In 1957, Fritz Bauer, a German-Jewish lawyer, was the attorney general of the German state of Hesse. A squat, intense man who was briefly imprisoned in a German concentration camp, Bauer is the intriguing subject of “The People vs. Fritz Bauer.” The film is a fact-based drama about Bauer, who made it his life’s mission to weed out ex-Nazis from chancellor Konrad Adenauer’s post-war government. It turns out that Bauer was also key to bringing Holocaust war criminals to justice in Germany in the Auschwitz trials of 1963.

Although largely unknown in the United States, in Europe Bauer has been the subject of museum exhibitions and books. But it was only a decade ago that his involvement in the 1960 Israeli Mossad’s capture of Adolf Eichmann in Argentina came to light.

While stories of Nazis make for thrilling cinema, director Lars Kraume purposely goes behind the scenes to detail the major obstacles Bauer faced in prosecuting Nazi functionaries. Kraume’s gamble paid off—the film was a major success in his native Germany, garnering six Lolas, the German equivalent of the Oscars, including best picture and best director.

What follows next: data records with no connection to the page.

PR #692, opened 2018-07-23
Add flag if running in docker

jgrund:
Add a flag `service_config.py` that checks if
we are running in docker. We can use this flag
to skip setup of services that have been extracted into their
own container.

In addition, changes the requires to a wants for `iml-settings-populator`
so we don't die if postgres isn't present.

### DIFF
--- a/chroma_core/lib/service_config.py
+++ b/chroma_core/lib/service_config.py
@@ -52,6 +52,7 @@ firewall_control = FirewallControl.create()
 
 IS_DOCKER = os.path.exists('/.dockerenv')
 
+
 class ServiceConfig(CommandLine):
     REQUIRED_DB_SPACE_GB = 100
     bytes_in_gigabytes = 1073741824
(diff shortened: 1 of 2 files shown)


chroma_core/lib/service_config.py
```diff
@@ -305,16 +306,16 @@ def _stop_services(self):
...
-        if rc != 0:
-            if 'is not empty' not in out:
-                log.error("Failed to initialize postgresql service")
-                log.error("stdout:\n%s" % out)
-                log.error("stderr:\n%s" % err)
-                raise CommandError("service postgresql initdb", rc, out, err)
-            return
-        # Only mess with auth if we've freshly initialized the db
-        self._config_pgsql_auth(database)
+            rc, out, err = self.shell(["service", "postgresql", "initdb"])
```
johnsonw: Did these just get spaced out 4 more spaces?

jgrund: Not sure how that happened. Just auto-formatted the file instead.

PR #709, opened 2018-08-15
Update config move.

jgrund:
Update the triggerun so it fires correctly for the python2-iml-manager
subpackage.


jgrund:
> Should the echo be removed? 

I can take it out.

PR #711, opened 2018-08-16
Add back update_package in lustre_audit

utopiabound:
Allows upgrading from pre-4.1


jgrund:
add to whitelist

PR #713, opened 2018-08-21
Accept linux plugin device data

utopiabound:
Always try to use device-aggregator data first, but allow IML 4.0
to pass device data via linux plugin (/agent/message).

### DIFF
--- a/chroma_core/plugins/linux.py
+++ b/chroma_core/plugins/linux.py
@@ -200,17 +200,20 @@ class Linux(Plugin):
     def teardown(self):
         log.debug("Linux.teardown")
 
-    def agent_session_continue(self, host_id, _):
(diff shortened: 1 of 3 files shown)


chroma_core/plugins/linux.py
```diff
@@ -200,18 +200,21 @@ def __init__(self, resource_manager, scannable_id=None):
...
-        # devices = data
+    def agent_session_start(self, host_id, data, initial_scan=True):
         initiate_device_poll = False
         reported_device_node_paths = []
 
         fqdn = ManagedHost.objects.get(id=host_id).fqdn
         devices = get_devices(fqdn)
 
+        # use info from IML 4.0
+        if not devices and data:
```
jgrund: What get's populated for `data` after an upgrade?

PR #722, opened 2018-08-31
IML container tuning

jgrund:
Upon trying IML in docker on a larger system, I noticed a few areas of
improvement.

   1. We should scale down our gunicorn workers a bit (max out at 8).
This improves memory usage considerably while still maintaining the same
level of responsiveness.
  2. Add a retry to intermittent queue connection issues. While
debugging https://success.docker.com/article/ipvs-connection-timeout-issue I
noticed that kombu (rabbitMQ client lib) has a retry option. I've added
this to at least notify that we have an issue and might retry.
  3. The RabbitMQ container can be ephemeral; there is nothing durable
that needs to be stored. In addition we can use the management version
which will allow us to view connections / queues / exchanges etc... over
port 15672.

### DIFF
--- a/chroma_core/services/rpc.py
+++ b/chroma_core/services/rpc.py
@@ -30,6 +30,7 @@ import kombu.pools
 from kombu.common import maybe_declare
 from kombu.mixins import ConsumerMixin
 from kombu.messaging import Queue, Producer
+from kombu.entity import TRANSIENT_DELIVERY_MODE
 
 from chroma_core.services.log import log_register
 from chroma_core.services import _amqp_connection, _amqp_exchange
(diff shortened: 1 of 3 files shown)


chroma_core/services/rpc.py
```diff
@@ -160,9 +161,21 @@ def translate_error(err):
...
+
+            connection.ensure_connection(**retry_policy) 
+
             with Producer(connection) as producer:
-                maybe_declare(_amqp_exchange(), producer.channel)
-                producer.publish(result, serializer="json", routing_key=self.body['response_routing_key'], delivery_mode = 1, immedate = True, mandatory = True)
+
+                maybe_declare(_amqp_exchange(), producer.channel, True, **retry_policy)
+                producer.publish(result, serializer="json", routing_key=self.body['response_routing_key'],
+                                 delivery_mode=TRANSIENT_DELIVERY_MODE, retry=True, retry_policy=retry_policy, immedate=True, mandatory=True)
```
johnsonw: The formatting looks off here, or is github just rendering it weird?

chroma_core/services/rpc.py
```diff
@@ -349,9 +362,19 @@ def _send(self, connection, request):
         """
         log.debug("send %s" % request['request_id'])
         request['response_routing_key'] = self._response_routing_key
+
+        def errback(exc, _):
```
johnsonw: Both errback and retry_policy appear to be deplicated. Is it possible to define them once?

chroma_core/services/rpc.py
jgrund: maybe, I used the autoformatter in vscode to reformat it.

chroma_core/services/rpc.py
jgrund: It's possible, but don't think it buys much

PR #1129, opened 2019-08-08
Stratagem API checks

### LINKED ISSUE #1128: Stratagem API endpoint should validate duration lower-bound
When sending a config to stratagem, we should validate that all incoming numbers are non-negative (in addition to the other current checks) and return an error describing the issue if they are `< 0`.

utopiabound:
Check durations are non-negative

Fixes #1128

### DIFF
--- a/chroma_api/stratagem.py
+++ b/chroma_api/stratagem.py
@@ -63,6 +63,12 @@ def check_duration(duration_key, bundle):
             ),
         }
 
+    if duration < 0:
+        return {
+            "code": "{}_too_small".format(duration_key),
+            "message": "{} duration cannot be negative.".format(get_duration_type(duration_key)),
+        }
+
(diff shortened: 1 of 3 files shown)


chroma_api/stratagem.py
```diff
@@ -63,6 +63,12 @@ def check_duration(duration_key, bundle):
             ),
         }
 
+    if duration < 0:
+        return {
+            "code": "{}_too_small".format(duration_key),
```
jgrund: The way this is currently designed means you also need to add new variants to this enum:

https://github.com/whamcloud/integrated-manager-for-lustre/blob/465e8fb076d3ac083d6f1dc4c4ec3a1c5d1cd402/iml-manager-cli/src/manager_cli_error.rs#L12-L29

PR #1132, opened 2019-08-08
Fix table formatting

### LINKED ISSUE #1107: Fix table formatting on fs detail page

johnsonw:
Fixes #1107.

### DIFF
--- a/iml-wasm-components/iml-fs/src/fs_detail_page.rs
+++ b/iml-wasm-components/iml-fs/src/fs_detail_page.rs
@@ -419,20 +419,22 @@ fn target_table(
             thead![tr![
                 th!["Name"],
                 th!["Volume"],
-                th!["Primary Server"],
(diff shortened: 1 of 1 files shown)


johnsonw:
image

image

jgrund:
Is the Volume label for the MGS being truncated?

johnsonw:
I intentionally removed a good portion of the string to show that the tables are still in alignment.

johnsonw:
The second image shows that the primary and secondary columns are not being displayed.

jgrund:
According to mdn, break-word is deprecated: https://developer.mozilla.org/en-US/docs/Web/CSS/word-break

johnsonw:
Looks like I can use "break-all"

PR #1145, opened 2019-08-13
Stratagem scan attempts to send fid and purge lists to client, even if

### LINKED ISSUE #1137: Stratagem scan attempts to send fid and purge lists to client, even if they don't exist
If stratagem has been configured to perform scans and purges, it will always try to send both a warn list and a purge list to the client after a scan.

However, if there were no fids found for a particular rule, the fid list will not be sent to the manager via mailbox at all.

Instead of always trying to send both, the job should check that the files in question exist on the fs before sending. If they do not exists, it's a noop.

johnsonw:
they don't exist

Fixes #1137.

- Make sure values are not None before checking if they are negative in
validation
- Filter out action items if the mailbox file does not exist

### DIFF
--- a/chroma_api/stratagem.py
+++ b/chroma_api/stratagem.py
@@ -53,7 +53,7 @@ def get_duration(duration_key, bundle):
 def check_duration(duration_key, bundle):
     duration = get_duration(duration_key, bundle)
 
-    if isinstance(duration, dict):
+    if duration is None or isinstance(duration, dict):
         return duration
 
     if duration > MAX_SAFE_INTEGER:
@@ -64,7 +64,7 @@ def check_duration(duration_key, bundle):
             ),
         }
 
-    if duration is not None and duration < 0:
+    if duration < 0:
         return {
             "code": "{}_too_small".format(duration_key),
             "message": "{} duration cannot be negative.".format(get_duration_type(duration_key)),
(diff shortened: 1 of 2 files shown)


chroma_api/stratagem.py
```diff
@@ -64,7 +64,7 @@ def check_duration(duration_key, bundle):
             ),
         }
 
-    if duration < 0:
+    if duration is not None and duration < 0:
```
jgrund: Shouldn't this just return early at the top of this fn if duration is None?

chroma_core/models/stratagem.py
```diff
@@ -529,6 +531,8 @@ def run(self, args):
             if duration is not None
         ]
 
+        action_list = filter(lambda (label, (mnt_pt, mailbox_file)): path.exists("/var/spool/iml/mailbox/{}".format(mailbox_file)), action_list)
```
jgrund: Utilize `MAILBOX_PATH` in settings. It has this path hardcoded.

chroma_api/stratagem.py
johnsonw: sure, i'll move the condition up.

chroma_core/models/stratagem.py
johnsonw: ah, thanks

PR #1150, opened 2019-08-15
Add support for returning sizes of file counts.

### LINKED ISSUE #1139: Integrate file size usage into file-size-distribution chart
There is an ask to display total space used per buckets.

This should be fairly straightforward to implement.

1. Enable the new field `summarize_size:true` to the top level of the config.
1. Utilize the `size` field returned in each counter result. It will need to be persisted into the influx db alongside the existing measurement.
1. Display the size in the most appropriate value. for the File Size Distribution chart it should be displayed on top of each bar.
1. For the Inode users table, there should be a new space-used column that reports the size in a human readable format.

jgrund:
Fixes #1139.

The film opens with a black-and-white clip of the real Fritz Bauer talking about Germany as a country that produced both Goethe and Hitler, a country with a culture that has “light and dark sides.” In that clip, as well as in the movie scene that echoes it, Bauer is doing something controversial, and even radical—he is addressing a subject that, until that point, Germany had steadfastly avoided discussing with its young people.

Bauer, as played by veteran German actor Burghart Klaussner, is a brilliant, hyper-vigilant jurist perennially engulfed in a cloud of cigar smoke. From the onset, Bauer is a highly complicated man. In the film’s opening scene, he almost drowns in his bathtub after accidentally mixing red wine and sleeping pills. His enemies gleefully characterize the incident as a suicide attempt.

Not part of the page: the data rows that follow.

PR #1158, opened 2019-08-20
Create influx measurements and dynamic grafana dashboards for each fi…

### LINKED ISSUE #1111: Create influx measurements and dynamic grafana dashboards for each filesystem
Each filesystem should have its own measurement in the influx db. When stratagem scans, the results should be written to the appropriate measurement within the db.

johnsonw:
…lesystem

Fixes #1111.

Each filesystem should have its own measurement in the influx db. When stratagem scans, the results should be written to the appropriate measurement within the db.

### DIFF
--- a/iml-wasm-components/iml-grafana-chart/src/lib.rs
+++ b/iml-wasm-components/iml-grafana-chart/src/lib.rs
@@ -12,13 +12,14 @@ pub static GRAFANA_DASHBOARD_NAME: &str = "stratagem";
 pub fn grafana_chart<T>(
     dashboard_id: &str,
     dashboard_name: &str,
+    fs_name: &str,
     refresh: &str,
     panel_id: u16,
     width: &str,
     height: &str,
 ) -> Node<T> {
     iframe![attrs! {
-       At::Src => format!("{}d-solo/{}/{}?orgId=1&refresh={}&panelId={}", grafana_root(), dashboard_id, dashboard_name, refresh, panel_id),
+       At::Src => format!("{}d-solo/{}/{}?orgId=1&var-fs_name={}&refresh={}&panelId={}", grafana_root(), dashboard_id, dashboard_name, fs_name, refresh, panel_id),
        At::Width => width,
        At::Height => height,
        "frameborder" => 0
--- a/iml-wasm-components/iml-grafana-chart/src/lib.rs
+++ b/iml-wasm-components/iml-grafana-chart/src/lib.rs
@@ -3,25 +3,38 @@
 // license that can be found in the LICENSE file.
 
 use iml_environment::grafana_root;
-use seed::{attrs, iframe, prelude::*};
+use seed::{attrs, iframe, p, prelude::*};
 
 pub static GRAFANA_DASHBOARD_ID: &str = "OBdCS5IWz";
 pub static GRAFANA_DASHBOARD_NAME: &str = "stratagem";
+
+#[derive(Debug, Default, serde::Serialize)]
+#[serde(rename_all = "camelCase")]
+pub struct GrafanaChartData<'a> {
+    pub org_id: u16,
+    #[serde(rename(serialize = "var-fs_name"))]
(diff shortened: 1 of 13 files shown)


iml-wasm-components/iml-grafana-chart/src/lib.rs
```diff
@@ -12,13 +12,14 @@ pub static GRAFANA_DASHBOARD_NAME: &str = "stratagem";
...
     dashboard_name: &str,
+    fs_name: &str,
     refresh: &str,
     panel_id: u16,
     width: &str,
     height: &str,
 ) -> Node<T> {
     iframe![attrs! {
-       At::Src => format!("{}d-solo/{}/{}?orgId=1&refresh={}&panelId={}", grafana_root(), dashboard_id, dashboard_name, refresh, panel_id),
+       At::Src => format!("{}d-solo/{}/{}?orgId=1&var-fs_name={}&refresh={}&panelId={}", grafana_root(), dashboard_id, dashboard_name, fs_name, refresh, panel_id),
```
jgrund: After this change, the `grafana_chart fn` will have a var specific to filesystems. Is there a way we can pass extra vars?

What if instead of passing the qs params individually you pass in something that implements `Serialize` and use https://docs.rs/serde_urlencoded/0.6.1/serde_urlencoded/fn.to_string.html

iml-wasm-components/iml-stratagem/src/lib.rs
```diff
@@ -68,6 +69,7 @@ impl Default for Model {
         Model {
```
jgrund: Just curious, why do we need a default implementation for this?

johnsonw: I was actually thinking about that as well. Maybe I should remove this altogether.

iml-wasm-components/iml-grafana-chart/src/lib.rs
johnsonw: I like the idea. I'll update.

johnsonw:
Filesystem 1:
image

Filesystem 2:
image

iml-wasm-components/iml-grafana-chart/src/lib.rs
```diff
@@ -3,25 +3,38 @@
...
 /// Create an iframe that loads the specified stratagem chart
 pub fn grafana_chart<T>(
     dashboard_id: &str,
     dashboard_name: &str,
-    fs_name: &str,
-    refresh: &str,
-    panel_id: u16,
     width: &str,
     height: &str,
+    chart_data: GrafanaChartData,
```
jgrund: This still has the same problem from earlier. This should just be a param that implements Serialize, then you won't need to care about the param values at all.

iml-wasm-components/iml-stratagem/src/lib.rs
```diff
@@ -51,7 +53,7 @@ pub struct ActionResponse {
     command: iml_wire_types::Command,
 }
 
-#[derive(Debug)]
+#[derive(Debug, Default)]
```
jgrund: This is now derived, but why do we need it at all?

iml-wasm-components/iml-grafana-chart/src/lib.rs
johnsonw: Perhaps I misunderstood? I put all of the query parameters into the GrafanaChartData struct. The other items being passed in are not query parameters. Are those supposed to be in the struct as well?

iml-wasm-components/iml-stratagem/src/lib.rs
johnsonw: Will update this in a separate patch.

iml-wasm-components/iml-grafana-chart/src/lib.rs
johnsonw: Changed to `impl serde::Serialize` as discussed.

Bauer is also a man who rightfully senses conspiracy theories all around him. He’s surrounded by uncooperative colleagues, many of whom are hiding their own Nazi past. Still a controversial subject in Germany, Kraume is not hesitant to name names, implicating everyone from Mercedes-Benz to Adenauer himself.

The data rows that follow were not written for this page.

Issue #1157, opened 2019-08-20
Show legend for file-size and space distribution charts


jgrund:
There may be cases where the variance between buckets is so large that the bars are basically invisible. By adding a legend we can see the values in these cases.

<img width="937" alt="Screen Shot 2019-08-20 at 9 43 07 AM" src="https://user-images.githubusercontent.com/458717/63352565-5779f380-c32f-11e9-878b-41c3e0dab025.png">

PR #1164, opened 2019-08-21
GH-1157 - Show legend for file-size and space distribution charts

johnsonw:
There may be cases where the variance between buckets is so large that the bars are basically invisible. By adding a legend we can see the values in these cases.

### DIFF
--- a/grafana/dashboards/stratagem-dashboard-1.json
+++ b/grafana/dashboards/stratagem-dashboard-1.json
@@ -20,7 +20,7 @@
   "editable": true,
   "gnetId": null,
   "graphTooltip": 0,
-  "iteration": 1566309516649,
+  "iteration": 1566404748526,
   "links": [],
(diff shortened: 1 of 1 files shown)


johnsonw:
Once the other patch lands we can rebase on master and it will only contain the legend portion.

grafana/dashboards/stratagem-dashboard-1.json
```diff
@@ -42,11 +42,14 @@
         "alignAsTable": false,
         "avg": false,
         "current": false,
+        "hideEmpty": false,
```
jgrund: What do these params do? Any reason they are not on the other chart?

johnsonw: It's probably from setting them to look at the difference and then unchecking them. I'll just take them out. they aren't needed.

Burghart Klaussner as Dr. Fritz Bauer” (left) and Ronald Zehrfeld as “Karl Angermann” (right) in The People vs. Fritz Bauerdirected by Lars Kraume.Photo courtesy of Cohen Media Group
Burghart Klaussner as Dr. Fritz Bauer in “The People vs. Fritz Bauer.” (Courtesy Cohen Media Group)

To add further to the film’s complexity, Bauer is revealed to be a closeted homosexual who had been involved with male prostitutes in Denmark. That situation is coupled with the invention of a closeted state attorney named Karl Angermann, Bauer’s right-hand man and sole confidant. Angermann’s presence in the film is meant to show, albeit awkwardly, that Nazi-influenced policies, such as the infamously homophobic Paragraph 175, were still part of German law.

Bauer, whose work brings him international attention, as well as death threats, is eventually tipped off by a man in Argentina who writes him a letter that Eichmann is living there under a pseudonym. The information sets Bauer on a convoluted journey through a hostile German bureaucracy in which both Interpol and Germany’s intelligence service, the BND, refuse to help him, claiming they are not “responsible for political crimes.” In a fit of frustration, Bauer declares that even his own office is enemy territory and his inner circle untrustworthy.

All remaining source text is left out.